We love the resort and the location. We have stayed there several times and were there last March. We got a room on the 12th floor which had just been renovated. The only down side was that they we doing work on the roof, so we heard periodic banging during the day. The first 7 pictures from this site were taken from our room:

http://artringwald.smugmug.com/Travel/2012-Hawaii

We're already looking forward to our next stay.


----------



## dougp26364 (Aug 13, 2012)

While I love tripadvisor and give them a lot of reviews, I tend to stay away from both reading or writing timeshare reviews. Most people who review timeshares on tripadvisor are expecting the full 5 star hotel treatment and it's just not the same. The timeshare reviews I've read on tripadvisor lean very heavy to the negative. 

As a test, try looking up other timeshare reviews and see how they compare. Maybe look up resorts you know from previous stays or timeshares you own. Maybe things have changed since I last looked but somehow I doubt it. I learned that tripadvisor might be good for some things but not timeshare reviews so I stopped checking the timeshares. 

The exceptions might be hotel chains where renters who booked on the hotels web site are treated like hotel guests with daily maid service, pick their unit view et....

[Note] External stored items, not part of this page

PR #2149, opened 2023-04-03
action-scripts: add pre-stream hook

rst0git:
This pull request adds a new action-script hook `pre-stream`. This hook allows to start image streamer process from an action script.

### DIFF
--- a/criu/action-scripts.c
+++ b/criu/action-scripts.c
@@ -18,6 +18,7 @@
 #include "common/scm.h"
 
 static const char *action_names[ACT_MAX] = {
+	[ACT_PRE_STREAM] = "pre-stream",
 	[ACT_PRE_DUMP] = "pre-dump",
 	[ACT_POST_DUMP] = "post-dump",
 	[ACT_PRE_RESTORE] = "pre-restore",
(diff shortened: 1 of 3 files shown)


avagin:
Could you add a bit more details why it should be started from an action script?

rst0git:
> Could you add a bit more details why it should be started from an action script?

By default, when `criu` is used with `--stream` it opens `streamer-capture.sock` (or `streamer-serve.sock`) in the path specified with `--images-dir`. However, when checkpointing/restoring containers, this path is typically generated by the container runtime.

The `pre-stream` hook allows to start the streamer with `--images-dir $CRTOOLS_IMAGE_DIR` when checkpointing/restoring containers.

Example:
```bash
$ cat /etc/criu/default.conf 
stream
action-script /etc/criu/streamer-hook
```
```bash
$ sudo cat /etc/criu/streamer-hook 
#!/bin/bash

if [ "$CRTOOLS_SCRIPT_ACTION" == "pre-stream" ]; then
	IMG_FILE="$CRTOOLS_IMAGE_DIR/img.lz4"
	if [ ! -e "$IMG_FILE" ]; then 
		setsid bash -c "criu-image-streamer --images-dir $CRTOOLS_IMAGE_DIR capture | lz4 -f - $IMG_FILE" &
		sleep 2
	else
		setsid bash -c "lz4 -d $IMG_FILE - | criu-image-streamer --images-dir $CRTOOLS_IMAGE_DIR serve" &
		sleep 2
	fi
fi

exit 0
```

Diamond Resorts has a pretty high standard of quality. We have a reservation at KBC for next year. My expectations are we'll have a great trip.


----------



## AKE (Aug 14, 2012)

From our experience (and also acknowledged by the timeshare sales staff there), exchangers get the worst units and this should not be a surprise as there are relatively few ocean-front units; for the most part the units are either valley view or ocean view.  I should note that for many ocean-view units you are so far from the ocean that the units might as well be valley-view. Ten years ago the resort was great; I would not say the same now (we have exchanged into here  for 15 years but no longer do so for a variety of reasons, including the $25/day resort fee which gives you nothing in my opinion except parking (and even if you don't need the parking, you still get charged the $25/day).


----------



## csalter2 (Aug 14, 2012)

*Nice Resort*

This is a nice resort. It has nice rooms, a great pool and lots of amenities that are available like massages. It is also right on the ocean as you can walk right behind the resort onto the beach. 

I am a Club member of DRI so I don't know about the $25/day charge. I notice that this charge is becoming more of a regular thing with resorts for exchangers. I know my Marriott Ko Oliina charges exchangers quite a bit for parking. 

KBC is a nice resort. I am going to be there next year and look forward to another great experience.


----------



## dougp26364 (Aug 14, 2012)

AKE said:


> From our experience (and also acknowledged by the timeshare sales staff there), exchangers get the worst units and this should not be a surprise as there are relatively few ocean-front units; for the most part the units are either valley view or ocean view.  I should note that for many ocean-view units you are so far from the ocean that the units might as well be valley-view. Ten years ago the resort was great; I would not say the same now (we have exchanged into here  for 15 years but no longer do so for a variety of reasons, including the $25/day resort fee which gives you nothing in my opinion except parking (and even if you don't need the parking, you still get charged the $25/day).



Most, if not every, resort group will place owners ahead of exchangers when it comes to unit location.

With DRI, owners own their view purchased at the time of sale and club members select and pay for the view they want with points. Better views cost club members more points. If you want to save your points for more vacations, you select the cheaper view. So it's not necessarily true that all DRI owners/members get the best views. They get the views for which they pay.


----------



## rickandcindy23 (Aug 14, 2012)

We toured it five years ago and thought it was very nice, but the renovations have been ongoing since then, so who knows how long they will take.  

I see so many weeks on RCI currently, and in my opinion, those weeks are just going to sit there, and then RCI will rent them very cheaply.  It's ridiculous how quickly those weeks will go into the rental pool.  It happened last time after just a week of being available for exchange.  

The TPU's right now are cheap, so take 'em while you can.  They will be gone soon.


----------



## Kauai Kid (Aug 14, 2012)

What ever you do with Diamond rule one is don't every buy a Diamond Property.

Rule 2 is always refer to rule 1.

Renting or exchanging is the only thing to do with Diamond.


Sterling, former Diamond owner Point at Poipu


----------